Silene  dioica (syn. Melandrium rubrum), known as red campion and red catchfly, is a herbaceous flowering plant in the family Caryophyllaceae, native throughout central, western and northern Europe, and locally in southern Europe. It has been introduced in Iceland, Canada, the US, and Argentina.

Description
It is a biennial or perennial plant, with dark pink to red flowers, each 1.8–2.5 cm across. There are five petals which are deeply notched at the end, narrowed at the base and all go into an urn-shaped calyx.  As indicated by the specific name, male and female flowers are borne on separate plants (dioecious), the male with 10 stamens and a 10-veined calyx, the female with 5 styles and a 20-veined calyx.  The fruit, produced from July onwards, is an ovoid capsule containing numerous seeds, opening at the apex by 10 teeth which curve back. The flowers are unscented. The flowering period is from May to October and the flowers are frequently visited by flies such as Rhingia campestris. The plant grows to 30–90 cm, with branching stems. The deep green leaves are in opposite and decussate pairs, simple acute ovate, 3–8 cm long with an untoothed margin; both the leaves and stems of the plant are hairy and slightly sticky. The upper leaves are stalkless.

Distribution
Silene dioica is native to northern and central Europe  and is locally abundant throughout the British Isles. It is generally common in Northern Ireland, but rare elsewhere in Ireland. The plant is common on the Isle of Man where it is known as "blaa ny ferrishyn" or "fairy flower", and has a local taboo against picking it.
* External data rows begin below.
PR #2748, opened 2021-12-21
KTOR-1619 Use placeholder text if response body decoding fails in default validator

arthurljones:
**Subsystem**
Client

**Motivation**
Resolves [KTOR-1619](https://youtrack.jetbrains.com/issue/KTOR-1619)
HTTP responses with non-2XX status codes and non-text bodies cause an unexpected exception in default response validation. This is because the validator attempts to decode the body as text to generate the exception message. This causes issues with endpoints that respond with a generic error image when requesting a non-existent record.

**Solution**
Attempt to decode the body in a `try` block, then on `MalformedInputException`, use a placeholder string to represent the non-decodable body in the resulting exception message. Also includes unit test written by original issue creator Takahiro Menju.


rsinukov (approved):
LGTM
Sorry for the delay, this PR got lost =( Next time please feel free to ping one of the maintainers. 
I rebased and updated this PR to not ask you to come back to it after half a year. Will merge after CI run

PR #2757, opened 2021-12-24
KTOR-1435: add support for client request single line logging

cbrown184:
**Subsystem**
Logging plugin

**Motivation**
The client logging plugin does not allow logging to a single line easily - this can be a problem when using elastic search etc. making centralised logs very messy. https://youtrack.jetbrains.com/issue/KTOR-1435

**Solution**
Add a flush method to the Logger interface (defaulting to nothing) which is called by Logging.kt.doneLogging() - this way the user can supply their own Logger implementation and gather the logs in a client request before Flushing to a single log line.


rsinukov (changes requested):
Thanks for the PR!
But there are couple things missing.
1. Please provide API doc for the new method
2. Please add tests.
3. Optional. It would be great to have provide logger single line logger out of the box. Can you imoplement it

rsinukov:
Closing this PR because of inactivity

PR #2762, opened 2021-12-30
KTOR-3634 Retry-after header value should be in seconds

rsinukov:
https://youtrack.jetbrains.com/issue/KTOR-3634

### DIFF
--- a/ktor-client/ktor-client-core/common/src/io/ktor/client/plugins/HttpRequestRetry.kt
+++ b/ktor-client/ktor-client-core/common/src/io/ktor/client/plugins/HttpRequestRetry.kt
@@ -189,7 +189,7 @@ public class HttpRequestRetry internal constructor(configuration: Configuration)
         ) {
             delayMillis = {
                 if (respectRetryAfterHeader) {
-                    val retryAfter = response?.headers?.get(HttpHeaders.RetryAfter)?.toLongOrNull()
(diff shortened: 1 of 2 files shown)


ktor-client/ktor-client-core/common/src/io/ktor/client/plugins/HttpRequestRetry.kt
```diff
@@ -189,7 +189,7 @@ public class HttpRequestRetry internal constructor(configuration: Configuration)
         ) {
             delayMillis = {
                 if (respectRetryAfterHeader) {
-                    val retryAfter = response?.headers?.get(HttpHeaders.RetryAfter)?.toLongOrNull()
+                    val retryAfter = response?.headers?.get(HttpHeaders.RetryAfter)?.toLongOrNull()?.times(1000)
```
Stexxe, line 192: What if it's a date?

e5l (changes requested):
please check the CI build

ktor-client/ktor-client-core/common/src/io/ktor/client/plugins/HttpRequestRetry.kt
rsinukov: We don't support a date for now, because there is no implementation of Http Date parser available for multiplatform.

e5l (approved):
lgtm

PR #2768, opened 2022-01-07
KTOR-3650 Fixed `appendIfNameAbsent` and `appendIfNameAndValueAbsent`

rsinukov:


ktor-utils/common/src/io/ktor/util/StringValues.kt
```diff
@@ -395,15 +395,15 @@ public fun StringValuesBuilder.appendAll(builder: StringValuesBuilder): StringVa
  * Appends [name] [value] pair if there are no values associated with [name]
  */
 public fun StringValuesBuilder.appendIfNameAbsent(name: String, value: String): StringValuesBuilder = apply {
-    if (!contains(name)) return@apply
+    if (contains(name)) return@apply
```
Stexxe, line 398: Could you please just get rid of `return` since there is only one if statement?

e5l:
Hey, could you check failing test?

e5l (changes requested):
please check the CI build

e5l (approved):
lgtm

PR #2769, opened 2022-01-10
Initializer should be initialized eagerly

ilgonmic:
**Subsystem**
Client

**Motivation**
Since 1.6.20 there is lazy initialization of properties. So now using of properties as side effect is not possible.
For compatibility annotation `@EagerInitialization` can be used.

**Solution**
Using of `@EagerInitialization` on side-effect property


ilgonmic:
cc @e5l this commit needs to be in master after upgrade to Kotlin 1.6.20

Red campion grows in roadsides, woodlands, and rocky slopes.  It prefers to grow on damp, non-acid soils.

Plants of Silene latifolia × Silene dioica = Silene × hampeana that are fertile hybrids with the closely related white campion (Silene latifolia) are common in some areas. They may have paler pink flowers and be intermediate between the two species in other characters.

Disease
The flowers of red-campion along with a number of other Caryophyllaceae members, are very susceptible to a smut (fungus) infection. In this case by Microbotryum silenes-dioicae known as anther-smut which appears as a mass of brown spores in the mouth of the flower where the anthers would normally be.

Uses

This plant is used as an ornamental perennial flower for the perennial border.  One particularly notable variety is a hot pink, double flowered variety with deep green leaves called 'Firefly'.

The nectar of the flowers is utilised by bumblebees and butterflies, and several species of moth feed on the foliage.